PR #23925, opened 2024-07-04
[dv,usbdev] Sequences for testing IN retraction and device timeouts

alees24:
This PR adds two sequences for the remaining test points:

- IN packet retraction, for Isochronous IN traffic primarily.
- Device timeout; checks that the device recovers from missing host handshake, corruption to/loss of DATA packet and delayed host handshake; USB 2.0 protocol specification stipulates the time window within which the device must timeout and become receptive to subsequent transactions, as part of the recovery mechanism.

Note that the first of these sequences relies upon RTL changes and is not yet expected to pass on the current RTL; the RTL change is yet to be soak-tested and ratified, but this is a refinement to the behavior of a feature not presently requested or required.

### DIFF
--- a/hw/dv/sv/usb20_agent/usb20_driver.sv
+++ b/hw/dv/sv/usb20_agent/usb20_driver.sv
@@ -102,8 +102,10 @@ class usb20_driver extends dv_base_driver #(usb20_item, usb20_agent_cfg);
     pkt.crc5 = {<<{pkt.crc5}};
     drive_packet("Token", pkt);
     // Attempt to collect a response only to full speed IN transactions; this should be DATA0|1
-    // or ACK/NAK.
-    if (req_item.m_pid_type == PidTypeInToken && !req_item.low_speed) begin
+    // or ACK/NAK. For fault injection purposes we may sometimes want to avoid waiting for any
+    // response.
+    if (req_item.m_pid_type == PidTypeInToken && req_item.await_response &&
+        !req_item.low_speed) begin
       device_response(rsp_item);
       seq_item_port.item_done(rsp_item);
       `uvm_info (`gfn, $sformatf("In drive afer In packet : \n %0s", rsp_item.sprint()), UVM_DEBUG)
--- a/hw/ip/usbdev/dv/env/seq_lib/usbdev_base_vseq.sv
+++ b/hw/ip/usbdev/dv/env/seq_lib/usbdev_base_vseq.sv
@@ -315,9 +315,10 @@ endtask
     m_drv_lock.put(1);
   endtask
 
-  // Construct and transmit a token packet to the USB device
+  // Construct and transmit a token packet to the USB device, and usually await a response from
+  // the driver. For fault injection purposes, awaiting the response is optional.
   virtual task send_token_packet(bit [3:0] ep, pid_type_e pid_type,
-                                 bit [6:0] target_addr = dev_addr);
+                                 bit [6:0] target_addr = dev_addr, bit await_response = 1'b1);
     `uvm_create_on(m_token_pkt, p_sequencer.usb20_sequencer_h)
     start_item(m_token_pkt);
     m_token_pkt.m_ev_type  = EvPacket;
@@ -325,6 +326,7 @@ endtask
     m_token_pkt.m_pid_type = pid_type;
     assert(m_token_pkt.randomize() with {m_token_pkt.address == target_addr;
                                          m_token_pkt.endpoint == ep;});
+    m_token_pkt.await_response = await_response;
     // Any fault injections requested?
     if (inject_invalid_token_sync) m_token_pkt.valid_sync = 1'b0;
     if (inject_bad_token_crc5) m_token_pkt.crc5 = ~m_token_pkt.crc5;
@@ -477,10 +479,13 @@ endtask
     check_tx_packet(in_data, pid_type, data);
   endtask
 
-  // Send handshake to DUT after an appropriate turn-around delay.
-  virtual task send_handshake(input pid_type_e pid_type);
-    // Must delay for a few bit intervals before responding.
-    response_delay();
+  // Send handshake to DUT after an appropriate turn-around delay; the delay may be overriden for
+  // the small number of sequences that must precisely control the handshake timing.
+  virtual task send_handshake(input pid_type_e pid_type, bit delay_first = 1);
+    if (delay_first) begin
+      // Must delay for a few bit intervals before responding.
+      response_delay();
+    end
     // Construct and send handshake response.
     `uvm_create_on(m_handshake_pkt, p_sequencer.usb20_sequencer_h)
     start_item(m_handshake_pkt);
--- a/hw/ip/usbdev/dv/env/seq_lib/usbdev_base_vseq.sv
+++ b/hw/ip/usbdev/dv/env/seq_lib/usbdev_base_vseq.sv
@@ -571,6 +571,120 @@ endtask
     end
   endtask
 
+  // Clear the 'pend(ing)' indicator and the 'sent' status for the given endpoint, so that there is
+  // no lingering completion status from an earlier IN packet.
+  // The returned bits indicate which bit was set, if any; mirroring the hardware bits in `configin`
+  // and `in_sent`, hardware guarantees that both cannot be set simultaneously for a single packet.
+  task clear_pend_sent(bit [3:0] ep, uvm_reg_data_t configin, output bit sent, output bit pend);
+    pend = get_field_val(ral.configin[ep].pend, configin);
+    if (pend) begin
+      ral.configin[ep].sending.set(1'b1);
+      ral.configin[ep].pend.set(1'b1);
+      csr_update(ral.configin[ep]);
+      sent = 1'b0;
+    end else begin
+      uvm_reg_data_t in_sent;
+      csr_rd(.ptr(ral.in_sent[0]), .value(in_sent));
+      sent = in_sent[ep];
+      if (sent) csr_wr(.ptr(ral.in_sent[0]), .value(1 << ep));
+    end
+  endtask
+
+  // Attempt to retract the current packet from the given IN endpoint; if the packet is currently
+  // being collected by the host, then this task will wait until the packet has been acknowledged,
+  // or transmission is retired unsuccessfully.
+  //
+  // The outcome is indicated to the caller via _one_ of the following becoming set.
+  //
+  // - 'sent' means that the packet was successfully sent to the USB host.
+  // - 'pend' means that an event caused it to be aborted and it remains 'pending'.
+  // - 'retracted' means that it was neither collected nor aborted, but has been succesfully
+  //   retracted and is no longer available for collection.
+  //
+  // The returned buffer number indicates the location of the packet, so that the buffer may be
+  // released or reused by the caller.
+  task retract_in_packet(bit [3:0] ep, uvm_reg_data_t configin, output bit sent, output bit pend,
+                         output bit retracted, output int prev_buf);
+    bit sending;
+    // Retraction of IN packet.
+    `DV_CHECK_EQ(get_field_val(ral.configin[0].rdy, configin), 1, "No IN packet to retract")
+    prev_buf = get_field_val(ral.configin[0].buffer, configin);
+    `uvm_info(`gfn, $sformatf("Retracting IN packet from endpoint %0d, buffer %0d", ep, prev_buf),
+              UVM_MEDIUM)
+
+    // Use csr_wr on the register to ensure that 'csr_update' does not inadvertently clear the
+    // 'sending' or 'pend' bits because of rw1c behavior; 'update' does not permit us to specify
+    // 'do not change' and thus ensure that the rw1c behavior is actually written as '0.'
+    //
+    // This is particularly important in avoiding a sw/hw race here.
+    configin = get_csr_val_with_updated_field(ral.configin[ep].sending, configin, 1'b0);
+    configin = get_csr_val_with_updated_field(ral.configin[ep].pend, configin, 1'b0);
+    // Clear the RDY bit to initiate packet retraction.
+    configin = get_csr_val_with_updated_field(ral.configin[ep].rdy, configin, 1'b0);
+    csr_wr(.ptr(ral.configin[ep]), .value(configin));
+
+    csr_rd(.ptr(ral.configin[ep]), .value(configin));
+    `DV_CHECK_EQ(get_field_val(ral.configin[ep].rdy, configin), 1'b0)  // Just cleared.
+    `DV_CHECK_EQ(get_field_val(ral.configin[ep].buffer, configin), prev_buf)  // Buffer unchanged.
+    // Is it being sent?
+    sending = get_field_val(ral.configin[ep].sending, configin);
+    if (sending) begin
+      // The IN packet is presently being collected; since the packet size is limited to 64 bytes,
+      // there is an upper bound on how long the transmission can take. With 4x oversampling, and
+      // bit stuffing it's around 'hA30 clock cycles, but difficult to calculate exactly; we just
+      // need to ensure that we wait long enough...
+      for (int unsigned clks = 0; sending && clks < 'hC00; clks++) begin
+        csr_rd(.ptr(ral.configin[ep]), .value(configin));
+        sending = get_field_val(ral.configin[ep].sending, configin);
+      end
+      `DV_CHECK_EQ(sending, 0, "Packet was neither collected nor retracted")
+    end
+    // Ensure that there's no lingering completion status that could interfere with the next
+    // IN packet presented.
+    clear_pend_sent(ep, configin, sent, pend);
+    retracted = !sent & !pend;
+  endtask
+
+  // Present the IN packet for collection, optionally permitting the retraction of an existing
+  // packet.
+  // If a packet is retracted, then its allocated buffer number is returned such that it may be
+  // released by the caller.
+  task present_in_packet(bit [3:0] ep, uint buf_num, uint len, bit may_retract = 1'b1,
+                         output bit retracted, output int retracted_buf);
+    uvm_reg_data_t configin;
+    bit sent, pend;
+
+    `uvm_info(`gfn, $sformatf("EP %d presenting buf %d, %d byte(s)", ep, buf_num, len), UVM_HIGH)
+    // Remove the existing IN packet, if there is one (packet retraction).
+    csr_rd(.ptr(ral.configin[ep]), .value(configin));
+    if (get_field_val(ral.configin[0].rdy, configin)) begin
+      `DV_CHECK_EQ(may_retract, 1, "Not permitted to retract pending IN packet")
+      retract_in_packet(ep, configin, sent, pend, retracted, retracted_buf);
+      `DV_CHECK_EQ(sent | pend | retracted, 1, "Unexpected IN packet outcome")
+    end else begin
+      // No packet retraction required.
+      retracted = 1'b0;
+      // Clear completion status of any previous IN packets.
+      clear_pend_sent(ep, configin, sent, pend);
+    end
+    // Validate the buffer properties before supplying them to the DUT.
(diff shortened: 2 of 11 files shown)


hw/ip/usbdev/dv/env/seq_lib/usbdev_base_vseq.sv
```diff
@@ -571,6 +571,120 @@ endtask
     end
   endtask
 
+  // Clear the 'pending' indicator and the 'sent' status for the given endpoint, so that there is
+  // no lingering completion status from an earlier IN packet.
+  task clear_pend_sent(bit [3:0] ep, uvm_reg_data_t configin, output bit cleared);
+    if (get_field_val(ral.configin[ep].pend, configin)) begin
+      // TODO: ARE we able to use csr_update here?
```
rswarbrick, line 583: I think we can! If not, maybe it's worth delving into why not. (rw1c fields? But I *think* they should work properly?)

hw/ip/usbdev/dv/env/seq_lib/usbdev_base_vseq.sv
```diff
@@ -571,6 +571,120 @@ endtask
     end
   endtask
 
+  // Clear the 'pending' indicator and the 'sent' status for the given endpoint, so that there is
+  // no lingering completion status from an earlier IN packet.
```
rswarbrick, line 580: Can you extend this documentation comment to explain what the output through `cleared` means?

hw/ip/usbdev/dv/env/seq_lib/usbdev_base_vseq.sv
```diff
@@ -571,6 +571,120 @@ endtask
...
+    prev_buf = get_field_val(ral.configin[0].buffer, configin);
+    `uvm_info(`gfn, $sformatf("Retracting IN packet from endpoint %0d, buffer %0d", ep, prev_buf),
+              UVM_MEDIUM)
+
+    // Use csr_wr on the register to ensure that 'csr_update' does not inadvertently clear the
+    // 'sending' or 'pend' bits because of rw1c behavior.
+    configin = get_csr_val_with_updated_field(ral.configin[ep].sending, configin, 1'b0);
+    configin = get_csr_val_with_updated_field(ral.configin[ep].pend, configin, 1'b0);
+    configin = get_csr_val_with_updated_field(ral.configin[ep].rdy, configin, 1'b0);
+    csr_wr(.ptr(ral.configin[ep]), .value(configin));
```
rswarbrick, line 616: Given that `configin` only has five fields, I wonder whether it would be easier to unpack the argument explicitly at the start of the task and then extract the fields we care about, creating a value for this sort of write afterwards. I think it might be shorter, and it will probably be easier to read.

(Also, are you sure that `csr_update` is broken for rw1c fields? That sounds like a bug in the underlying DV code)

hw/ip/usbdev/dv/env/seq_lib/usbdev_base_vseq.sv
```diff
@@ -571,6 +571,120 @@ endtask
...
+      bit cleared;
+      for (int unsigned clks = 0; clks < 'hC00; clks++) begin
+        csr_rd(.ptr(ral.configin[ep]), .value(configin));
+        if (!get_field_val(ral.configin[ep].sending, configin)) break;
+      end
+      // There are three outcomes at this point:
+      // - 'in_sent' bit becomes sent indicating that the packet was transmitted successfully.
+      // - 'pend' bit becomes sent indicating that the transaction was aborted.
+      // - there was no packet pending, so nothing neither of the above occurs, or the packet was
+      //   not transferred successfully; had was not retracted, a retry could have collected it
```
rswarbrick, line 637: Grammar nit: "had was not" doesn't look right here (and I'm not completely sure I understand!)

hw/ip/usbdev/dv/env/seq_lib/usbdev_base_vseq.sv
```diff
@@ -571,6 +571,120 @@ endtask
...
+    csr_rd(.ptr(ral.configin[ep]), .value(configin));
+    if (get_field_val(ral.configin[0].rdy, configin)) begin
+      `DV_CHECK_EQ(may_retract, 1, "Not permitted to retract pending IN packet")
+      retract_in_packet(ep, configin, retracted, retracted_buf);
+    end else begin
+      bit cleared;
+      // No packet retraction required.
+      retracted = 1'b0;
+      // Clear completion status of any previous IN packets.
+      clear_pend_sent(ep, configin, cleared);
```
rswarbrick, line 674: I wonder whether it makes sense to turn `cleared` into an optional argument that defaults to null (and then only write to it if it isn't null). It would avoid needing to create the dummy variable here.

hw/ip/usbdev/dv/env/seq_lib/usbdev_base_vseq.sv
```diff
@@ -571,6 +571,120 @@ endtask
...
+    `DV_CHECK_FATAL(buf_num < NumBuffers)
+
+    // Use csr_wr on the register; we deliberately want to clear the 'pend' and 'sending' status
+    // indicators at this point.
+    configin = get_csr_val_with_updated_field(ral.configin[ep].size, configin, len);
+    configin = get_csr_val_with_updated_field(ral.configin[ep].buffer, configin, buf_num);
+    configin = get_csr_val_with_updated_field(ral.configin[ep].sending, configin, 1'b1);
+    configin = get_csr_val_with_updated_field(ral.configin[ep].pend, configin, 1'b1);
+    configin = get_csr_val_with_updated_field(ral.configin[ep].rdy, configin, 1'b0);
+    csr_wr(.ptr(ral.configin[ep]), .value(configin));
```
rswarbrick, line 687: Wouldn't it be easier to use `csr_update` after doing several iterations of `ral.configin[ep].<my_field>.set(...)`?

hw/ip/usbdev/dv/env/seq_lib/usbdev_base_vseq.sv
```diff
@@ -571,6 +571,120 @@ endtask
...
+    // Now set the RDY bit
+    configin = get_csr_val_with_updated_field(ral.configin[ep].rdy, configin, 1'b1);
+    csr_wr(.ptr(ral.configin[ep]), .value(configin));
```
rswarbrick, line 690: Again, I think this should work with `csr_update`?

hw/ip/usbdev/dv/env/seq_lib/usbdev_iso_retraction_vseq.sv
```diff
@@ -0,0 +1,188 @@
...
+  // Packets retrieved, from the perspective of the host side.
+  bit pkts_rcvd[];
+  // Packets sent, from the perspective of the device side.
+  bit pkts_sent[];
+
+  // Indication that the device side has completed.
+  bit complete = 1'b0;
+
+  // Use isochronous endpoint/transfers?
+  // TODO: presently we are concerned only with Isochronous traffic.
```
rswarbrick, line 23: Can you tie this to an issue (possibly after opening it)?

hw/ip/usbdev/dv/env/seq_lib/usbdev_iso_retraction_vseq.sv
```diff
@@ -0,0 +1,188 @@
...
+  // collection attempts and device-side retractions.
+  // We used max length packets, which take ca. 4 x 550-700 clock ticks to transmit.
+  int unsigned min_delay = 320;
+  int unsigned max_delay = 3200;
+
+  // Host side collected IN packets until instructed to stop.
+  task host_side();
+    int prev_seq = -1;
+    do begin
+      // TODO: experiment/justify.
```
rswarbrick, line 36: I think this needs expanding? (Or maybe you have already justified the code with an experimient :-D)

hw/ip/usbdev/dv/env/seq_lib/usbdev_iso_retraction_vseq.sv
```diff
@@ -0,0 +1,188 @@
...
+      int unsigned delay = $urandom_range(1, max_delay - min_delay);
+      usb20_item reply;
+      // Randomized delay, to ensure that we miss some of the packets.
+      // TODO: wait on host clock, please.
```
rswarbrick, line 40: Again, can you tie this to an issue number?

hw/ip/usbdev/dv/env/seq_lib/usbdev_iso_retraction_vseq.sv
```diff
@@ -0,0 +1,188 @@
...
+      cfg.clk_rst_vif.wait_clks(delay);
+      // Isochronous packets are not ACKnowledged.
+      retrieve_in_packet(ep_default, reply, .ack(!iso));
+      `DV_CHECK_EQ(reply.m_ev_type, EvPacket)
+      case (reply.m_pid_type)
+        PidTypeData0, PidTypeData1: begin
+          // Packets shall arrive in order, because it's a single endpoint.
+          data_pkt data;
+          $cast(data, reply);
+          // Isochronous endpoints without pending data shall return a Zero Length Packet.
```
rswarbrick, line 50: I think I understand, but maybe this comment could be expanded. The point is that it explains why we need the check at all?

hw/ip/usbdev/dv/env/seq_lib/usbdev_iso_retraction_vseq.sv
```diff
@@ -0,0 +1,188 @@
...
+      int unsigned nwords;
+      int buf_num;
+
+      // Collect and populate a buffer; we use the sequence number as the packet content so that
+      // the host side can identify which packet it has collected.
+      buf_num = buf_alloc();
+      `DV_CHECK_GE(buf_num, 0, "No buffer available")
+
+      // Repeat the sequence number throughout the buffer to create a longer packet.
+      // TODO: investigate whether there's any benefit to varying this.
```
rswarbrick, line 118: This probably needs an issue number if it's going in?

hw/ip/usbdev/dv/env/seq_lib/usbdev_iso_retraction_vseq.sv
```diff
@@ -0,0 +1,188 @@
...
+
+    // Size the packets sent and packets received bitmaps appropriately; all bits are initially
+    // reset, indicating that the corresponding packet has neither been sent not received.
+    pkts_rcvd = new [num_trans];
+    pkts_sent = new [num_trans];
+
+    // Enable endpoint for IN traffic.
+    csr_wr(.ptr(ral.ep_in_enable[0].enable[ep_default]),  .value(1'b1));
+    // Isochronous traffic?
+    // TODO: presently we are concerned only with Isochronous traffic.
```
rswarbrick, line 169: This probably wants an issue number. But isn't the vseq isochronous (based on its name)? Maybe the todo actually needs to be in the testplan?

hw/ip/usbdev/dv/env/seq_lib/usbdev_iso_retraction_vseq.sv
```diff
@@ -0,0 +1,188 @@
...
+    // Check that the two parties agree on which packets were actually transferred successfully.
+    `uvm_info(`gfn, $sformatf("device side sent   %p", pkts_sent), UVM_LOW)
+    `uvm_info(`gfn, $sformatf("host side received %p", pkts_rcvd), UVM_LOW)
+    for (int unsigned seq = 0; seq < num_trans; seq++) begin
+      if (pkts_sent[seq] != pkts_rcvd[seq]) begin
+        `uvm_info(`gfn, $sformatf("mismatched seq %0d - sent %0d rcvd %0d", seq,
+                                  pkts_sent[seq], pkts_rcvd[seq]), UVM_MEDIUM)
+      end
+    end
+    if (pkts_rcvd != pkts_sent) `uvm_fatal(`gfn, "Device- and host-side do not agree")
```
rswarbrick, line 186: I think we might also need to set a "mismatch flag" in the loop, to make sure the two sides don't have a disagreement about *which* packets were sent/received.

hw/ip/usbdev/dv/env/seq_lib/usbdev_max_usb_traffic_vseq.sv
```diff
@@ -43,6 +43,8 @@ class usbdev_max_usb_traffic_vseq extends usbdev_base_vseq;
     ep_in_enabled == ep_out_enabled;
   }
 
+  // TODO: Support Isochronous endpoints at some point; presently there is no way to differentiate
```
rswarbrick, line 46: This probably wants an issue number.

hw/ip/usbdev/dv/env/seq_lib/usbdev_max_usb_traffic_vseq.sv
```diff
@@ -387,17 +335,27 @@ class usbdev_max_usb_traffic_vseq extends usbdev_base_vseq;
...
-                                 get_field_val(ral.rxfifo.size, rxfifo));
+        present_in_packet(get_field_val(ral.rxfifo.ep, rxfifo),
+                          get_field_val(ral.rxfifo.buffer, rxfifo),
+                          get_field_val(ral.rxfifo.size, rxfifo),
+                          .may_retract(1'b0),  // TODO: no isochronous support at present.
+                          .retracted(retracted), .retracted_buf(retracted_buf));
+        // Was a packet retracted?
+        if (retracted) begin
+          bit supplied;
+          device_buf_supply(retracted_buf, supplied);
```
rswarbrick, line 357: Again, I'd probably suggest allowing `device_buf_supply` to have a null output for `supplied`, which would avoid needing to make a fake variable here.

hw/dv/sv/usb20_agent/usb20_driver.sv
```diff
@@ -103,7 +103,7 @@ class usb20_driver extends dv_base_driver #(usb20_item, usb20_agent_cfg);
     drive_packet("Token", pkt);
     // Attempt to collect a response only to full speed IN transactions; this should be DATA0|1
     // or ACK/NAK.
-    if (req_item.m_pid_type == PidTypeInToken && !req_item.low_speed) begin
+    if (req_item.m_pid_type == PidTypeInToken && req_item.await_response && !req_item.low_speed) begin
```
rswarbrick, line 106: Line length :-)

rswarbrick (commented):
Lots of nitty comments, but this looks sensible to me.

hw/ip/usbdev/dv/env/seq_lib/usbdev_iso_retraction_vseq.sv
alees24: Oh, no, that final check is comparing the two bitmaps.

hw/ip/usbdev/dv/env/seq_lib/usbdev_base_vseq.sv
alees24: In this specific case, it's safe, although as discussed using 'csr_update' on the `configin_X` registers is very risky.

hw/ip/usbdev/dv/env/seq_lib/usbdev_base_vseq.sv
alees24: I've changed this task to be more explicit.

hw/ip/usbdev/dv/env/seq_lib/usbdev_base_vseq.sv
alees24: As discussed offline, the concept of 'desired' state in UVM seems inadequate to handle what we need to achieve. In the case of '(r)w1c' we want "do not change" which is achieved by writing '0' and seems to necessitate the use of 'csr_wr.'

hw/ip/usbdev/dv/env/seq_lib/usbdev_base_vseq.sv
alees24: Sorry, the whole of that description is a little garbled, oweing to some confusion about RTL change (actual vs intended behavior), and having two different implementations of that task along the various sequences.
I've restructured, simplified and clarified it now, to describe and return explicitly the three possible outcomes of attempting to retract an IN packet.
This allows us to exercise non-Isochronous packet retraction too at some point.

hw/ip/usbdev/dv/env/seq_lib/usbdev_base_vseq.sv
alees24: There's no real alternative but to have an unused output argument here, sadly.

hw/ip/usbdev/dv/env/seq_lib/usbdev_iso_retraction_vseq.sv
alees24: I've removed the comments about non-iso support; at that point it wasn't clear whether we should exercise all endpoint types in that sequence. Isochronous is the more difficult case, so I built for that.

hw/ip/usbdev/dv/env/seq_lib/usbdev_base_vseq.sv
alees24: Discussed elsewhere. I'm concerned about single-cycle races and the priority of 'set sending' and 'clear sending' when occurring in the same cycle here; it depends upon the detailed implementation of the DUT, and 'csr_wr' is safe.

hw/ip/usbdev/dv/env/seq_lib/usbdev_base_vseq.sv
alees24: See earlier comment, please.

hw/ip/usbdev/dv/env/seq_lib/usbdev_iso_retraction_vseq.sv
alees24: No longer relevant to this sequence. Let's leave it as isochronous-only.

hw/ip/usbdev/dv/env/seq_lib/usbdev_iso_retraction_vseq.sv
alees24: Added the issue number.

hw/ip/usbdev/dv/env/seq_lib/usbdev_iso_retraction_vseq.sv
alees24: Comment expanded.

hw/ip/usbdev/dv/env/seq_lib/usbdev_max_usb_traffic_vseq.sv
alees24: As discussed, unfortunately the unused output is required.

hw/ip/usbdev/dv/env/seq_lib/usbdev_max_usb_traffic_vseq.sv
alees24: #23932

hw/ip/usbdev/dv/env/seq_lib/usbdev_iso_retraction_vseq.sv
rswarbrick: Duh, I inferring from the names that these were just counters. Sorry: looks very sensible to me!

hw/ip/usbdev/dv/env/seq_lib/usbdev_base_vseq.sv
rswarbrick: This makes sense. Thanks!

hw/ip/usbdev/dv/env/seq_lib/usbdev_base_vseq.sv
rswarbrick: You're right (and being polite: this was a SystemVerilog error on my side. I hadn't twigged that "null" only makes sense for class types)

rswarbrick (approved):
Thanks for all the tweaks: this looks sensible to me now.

--- Work item ---
Would you please reproduce the records above exactly, only from their first line through the line holding "- IN packet", with both ends included?

--- Task answer ---
PR #23925, opened 2024-07-04
[dv,usbdev] Sequences for testing IN retraction and device timeouts

alees24:
This PR adds two sequences for the remaining test points:

- IN packet retraction, for Isochronous IN traffic primarily.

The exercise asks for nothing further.